══ MATERIAL SHOWN

PR #51, opened 2018-07-11
MATLAB interface for Fourier

zbmorrow:
This branch adds a MATLAB wrapper for the Fourier basis. Changes:
* `tsgReadMatrix.m` now has a boolean flag `bIsComplex`; `tsgWriteMatrix.m` automatically detects whether the matrix is complex
* added `tsgMakeFourier.m`
* fixed a bug that was causing all-zero quadrature weights for the Fourier rule when using `./tasgrid -makequadrature` (source was in `tsgCoreOneDimensional.cpp`)
* added extra case to `printGridStats` in `TasmanianSparseGrid.cpp` so that the MATLAB interface can detect a Fourier rule
* small formatting changes

### DIFF
--- a/InterfaceMATLAB/tsgCoreTests.m
+++ b/InterfaceMATLAB/tsgCoreTests.m
@@ -464,21 +464,21 @@ if ((abs(norm(sum(w)) - 58.0) > 1.E-11) || (abs(max(p(:, 1)) - 13.0/3.0) > 1.E-1
 end
 
 % correctness of 1-D
-[lGrid, pf] = tsgMakeFourier('_tsgcoretests_lgrid', 1, 1, 'level', 2);
-bmark = [0.0; 1.0/3.0; 2.0/3.0; 1.0/9.0; 2.0/9.0; 4.0/9.0; 5.0/9.0; 7.0/9.0; 8.0/9.0];
-if (norm(pf - bmark) > 1.E-11)
+[lGrid, p] = tsgMakeFourier('_tsgcoretests_lgrid', 1, 1, 'level', 2);
+tp = [0.0; 1.0/3.0; 2.0/3.0; 1.0/9.0; 2.0/9.0; 4.0/9.0; 5.0/9.0; 7.0/9.0; 8.0/9.0];
+if (norm(p - tp) > 1.E-11)
     error('Mismatch in tsgMakeFourier: points');
 end
 
 % level limits
-[lGrid, p] = tsgMakeFourier('_tsgcoretests_lgrid', 3, 1, 'level', 2, [], [], [], [], [0, 1, 2]);
-if (min(abs(p(:,1))) > 1.E-8)
+[lGrid, p] = tsgMakeFourier('_tsgcoretests_lgrid', 3, 1, 'level', 3, [], [], [], [], [0, 1, 2]);
+if (max(abs(p(:,1))) > 1.E-8)
     error('Mismatch in tsgMakeFourier: level limit, dim 1');
 end
-if (min(abs(p(:,2) - 2.0/3.0)) > 1.E-8)
+if (min(abs(p(:,2) - 1.0/9.0)) < 1.E-8)
     error('Mismatch in tsgMakeFourier: level limit, dim 2');
 end
-if (min(abs(p(:,3) - 8.0/9.0)) > 1.E-8)
+if (min(abs(p(:,3) - 1.0/27.0)) < 1.E-8)
     error('Mismatch in tsgMakeFourier: level limit, dim 3');
 end
 tsgDeleteGrid(lGrid);
--- a/InterfaceMATLAB/tsgCoreTests.m
+++ b/InterfaceMATLAB/tsgCoreTests.m
@@ -445,6 +445,44 @@ if (min(abs(p(:,3) - 0.125)) < 1.E-8)
 end
 tsgDeleteGrid(lGrid);
 
+%%%%%%%%%%%%%%%%%%%%%%%%%%%%%%%%%%%%%%%%%%%%%%%%%%%%%%%%%%%%%%%%%%%%%%%%
+%%%                     tsgMakeFourier()                             %%%
+%%%%%%%%%%%%%%%%%%%%%%%%%%%%%%%%%%%%%%%%%%%%%%%%%%%%%%%%%%%%%%%%%%%%%%%%
+% test transform
+[lGrid, p] = tsgMakeFourier('_tsgcoretests_lgrid', 3, 1, 'level', 1, [3.0 5.0; -7.0 -6.0; -12.0 17.0]);
+if ((abs(max(p(:, 1)) - 13.0/3.0) > 1.E-11) || (abs(min(p(:, 1)) - 3.0) > 1.E-11) ...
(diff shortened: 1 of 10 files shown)


dalg24:
ok to test

(This should not be necessary next time.  I added @zbmorrow to the white-list per @mkstoyanov request.)

InterfaceMATLAB/tsgGetHCoefficients.m
```diff
@@ -34,7 +34,8 @@
         fprintf(1,['Warning: Command had non-empty output:\n']);
         disp(cmdout);
     end
-    [coefficients] = tsgReadMatrix(sFileO);
+    
+    [coefficients] = tsgReadMatrix(sFileO, strcmp(lGrid.sType, 'fourier'));  % read file as a complex file if appropriate
```
mkstoyanov: * Is this the only place where complex numbers are used? If so, you should not change `tsgReadMatrix()` but make the coefficient conversion here.
* MATLAB by default uses `i` for complex number if you have not used it for loop index or something else (if I remember right)
* Also, you are using for loops inside MATLAB which is horribly inefficient, you must always vectorize MATLAB code:
```
if (strcmp(lGrid.sType, 'fourier'))
    coefficients = coefficients(:, 1:2:end) + i * coefficients(:, 2:2:end);
end
```

InterfaceMATLAB/tsgMakeFourier.m
```diff
@@ -0,0 +1,221 @@
+function [lGrid, points] = tsgMakeFourier(sGridName, iDim, iOut, sType, iDepth, mTransformAB, vAnisotropy, sConformalMap, vConfromalWeights, vLimitLevels)
```
mkstoyanov: * this needs testing is `tsgCoreTests()`, see how other grids are tested and adjust the tests. Keep things simple.
* make sure to add a test regarding the complex numbers and the matrix.

InterfaceMATLAB/tsgWriteMatrix.m
```diff
@@ -13,28 +13,56 @@ function tsgWriteMatrix(filename, mat)
...
+% 9 10 11 12
+%
+
+bIsComplex = ~isreal(mat);
 
 if (prod(size(mat)) < 1000) % small matrix, use ascii format
 
     fid = fopen(filename, 'w');
 
-    fprintf(fid, '%d  %d\n', size(mat, 1), size(mat, 2)); % load the number of points
```
mkstoyanov: * same as `tsgReadMatrix()`, this is only ever called on `setHierarchicalCoefficients()`, in that function you should first make sure that complex numbers are used only when the grid is `fourier` and Global or Sequence. You should also convert the matrix to reals and pass only a single double matrix to `tsgWriteMatrix()`
```
real_matrix = [complex_matrix, complex_matrix]; % defines the dimension
real_matrix(:, 1:2:end) = real(complex_matrix);
real_matrix(:, 2:2:end) = imag(complex_matrix);
```

InterfaceMATLAB/tsgCoreTests.m
```diff
@@ -445,6 +445,44 @@ function tsgCoreTests()
...
+[w, p] = tsgGetQuadrature(lGrid);
+if ((abs(norm(sum(w)) - 58.0) > 1.E-11) || (abs(max(p(:, 1)) - 13.0/3.0) > 1.E-11) ...
+    || (abs(min(p(:, 1)) - 3.0) > 1.E-11) || (abs(max(p(:, 2)) + 19.0/3.0) > 1.E-11) ...
+    || (abs(min(p(:, 2)) + 7.0) > 1.E-11) || (abs(max(p(:, 3)) - 22.0/3.0) > 1.E-11) ...
+    || (abs(min(p(:, 3)) + 12.0) > 1.E-11))
+    error('Mismatch in tsgMakeFourier: getQuadrature');
+end
+
+% correctness of 1-D
+[lGrid, pf] = tsgMakeFourier('_tsgcoretests_lgrid', 1, 1, 'level', 2);
```
mkstoyanov: * why use `pf` as opposed to just `p`
* also, why use `bmark` as opposed to `tp`, I use `tp` in tests to indicate `true points`
* consistent variable names make the code easier to read

InterfaceMATLAB/tsgCoreTests.m
```diff
@@ -445,6 +445,44 @@ function tsgCoreTests()
...
+bmark = [0.0; 1.0/3.0; 2.0/3.0; 1.0/9.0; 2.0/9.0; 4.0/9.0; 5.0/9.0; 7.0/9.0; 8.0/9.0];
+if (norm(pf - bmark) > 1.E-11)
+    error('Mismatch in tsgMakeFourier: points');
+end
+
+% level limits
+[lGrid, p] = tsgMakeFourier('_tsgcoretests_lgrid', 3, 1, 'level', 2, [], [], [], [], [0, 1, 2]);
+if (min(abs(p(:,1))) > 1.E-8)
```
mkstoyanov: * if you are looking if there is a point other than `0`, shouldn't this be `max(abs...`

InterfaceMATLAB/tsgCoreTests.m
```diff
@@ -445,6 +445,44 @@ function tsgCoreTests()
...
+    error('Mismatch in tsgMakeFourier: level limit, dim 1');
+end
+if (min(abs(p(:,2) - 2.0/3.0)) > 1.E-8)
```
mkstoyanov: * this will be false if `2.0/3.0` is missing from the grid, the point of level limits is to ensure that there are no points from an upper level, i.e., you should look if `1.0/9.0` is included by mistake.

InterfaceMATLAB/tsgEvaluateHierarchy.m
```diff
@@ -57,6 +57,9 @@
     end
     if (strcmp(lGrid.sType, 'global') || strcmp(lGrid.sType, 'sequence'))
         [vals] = tsgReadMatrix(sFileO);
+    elseif (strcmp(lGrid.sType, 'fourier'))
+        [tmp] = tsgReadMatrix(sFileO);
+        vals = tmp(:,1:2:end) + sqrt(-1)*tmp(:,2:2:end);
```
mkstoyanov: * why not use MATLAB's own `i`, technically `sqrt(-1)` could be `+i` or `-i`

InterfaceMATLAB/tsgGetHCoefficients.m
zbmorrow: * Were there cases after commit `4a714cd` where I didn't vectorize? I thought I had changed all my old for-loops, but I may have missed one.
* You are right about `i`. I used `sqrt(-1)` just to be extra safe...

InterfaceMATLAB/tsgEvaluateHierarchy.m
mkstoyanov: @zbmorrow: let's be consistent with notation, we are using `i` everywhere to write to `cout` and in other functions. Change the loop counter from `i` to `r`.

zbmorrow:
I have replicated all the modified C++ files over to the `fourier_fixes` pull request. I left the modifications to `TasmanianSparseGrid` and `tsgCoreOneDimensional` here so that the MATLAB tests would run.

zbmorrow:
Rebased after merge of pull request #56 into `master`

════

* ACTIVITY *
Would you please return every line in the listing where "after" shows up?

* TASK SOLUTION *
zbmorrow: * Were there cases after commit `4a714cd` where I didn't vectorize? I thought I had changed all my old for-loops, but I may have missed one.
Rebased after merge of pull request #56 into `master`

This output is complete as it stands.